# AIM OF THE TASK
If a line comes after the one containing "- fix error handling to handle gracefully", leave it out; copy every line before it, and that line too, exactly as written, starting from the first line of the entries.

(Saved data entries)
──────────

PR #2437, opened 2019-08-27
[fix] thetvdb component retrieve first aired date

KuroSetsuna29:
Fixes issues addressed in PR #2434 

### Motivation for changes:
TheTVDB stopped providing the series's first aired date correctly. This fix is to fallback to getting the aired date from the first episode if it is not available.

### Detailed changes:
- fix error handling to handle gracefully
- use airedSeason and airedEpisode instead of aboluteNumber

### DIFF
--- a/flexget/components/thetvdb/api_tvdb.py
+++ b/flexget/components/thetvdb/api_tvdb.py
@@ -212,11 +212,12 @@ class TVDBSeries(Base):
         self._genres = [TVDBGenre(id=name) for name in series['genre']] if series['genre'] else []
 
         if self.first_aired is None:
+            log.debug('Falling back to getting first episode aired date for series %s', self.name)
             try:
-                episode = TVDBRequest().get('series/%s/episodes/query?absoluteNumber=1' % self.id, language=language)
+                episode = TVDBRequest().get('series/%s/episodes/query?airedSeason=1&airedEpisode=1' % self.id, language=language)
                 self.first_aired = episode[0]['firstAired']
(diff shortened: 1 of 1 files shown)


flexget/components/thetvdb/api_tvdb.py
```diff
@@ -212,11 +212,12 @@ def __init__(self, tvdb_id, language):
         self._genres = [TVDBGenre(id=name) for name in series['genre']] if series['genre'] else []
 
         if self.first_aired is None:
+            log.debug('Falling back to getting first episode aired date for series %s', self.name)
             try:
-                episode = TVDBRequest().get('series/%s/episodes/query?absoluteNumber=1' % self.id, language=language)
+                episode = TVDBRequest().get('series/%s/episodes/query?airedSeason=1&airedEpisode=1' % self.id, language=language)
```
cvium: What if the first aired episode is a special?

KuroSetsuna29: So I just got back and was about to start implementing change to get first episode that aired, however I found an example that shows that TheTVDB uses the first season episode as its official air date.
https://www.thetvdb.com/series/good-witch

So this suggests that we should only use 1x01 air date.

stevezau:
Any update on this? want to remove the `Error while updating from tvdb (Error updating first_aired from tvdb first episode:` error from logs

gazpachoking:
I think we decided this was good, let's go with it.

──────────

# SOLUTION FOR THIS TASK
PR #2437, opened 2019-08-27
[fix] thetvdb component retrieve first aired date

KuroSetsuna29:
Fixes issues addressed in PR #2434 

### Motivation for changes:
TheTVDB stopped providing the series's first aired date correctly. This fix is to fallback to getting the aired date from the first episode if it is not available.

### Detailed changes:
- fix error handling to handle gracefully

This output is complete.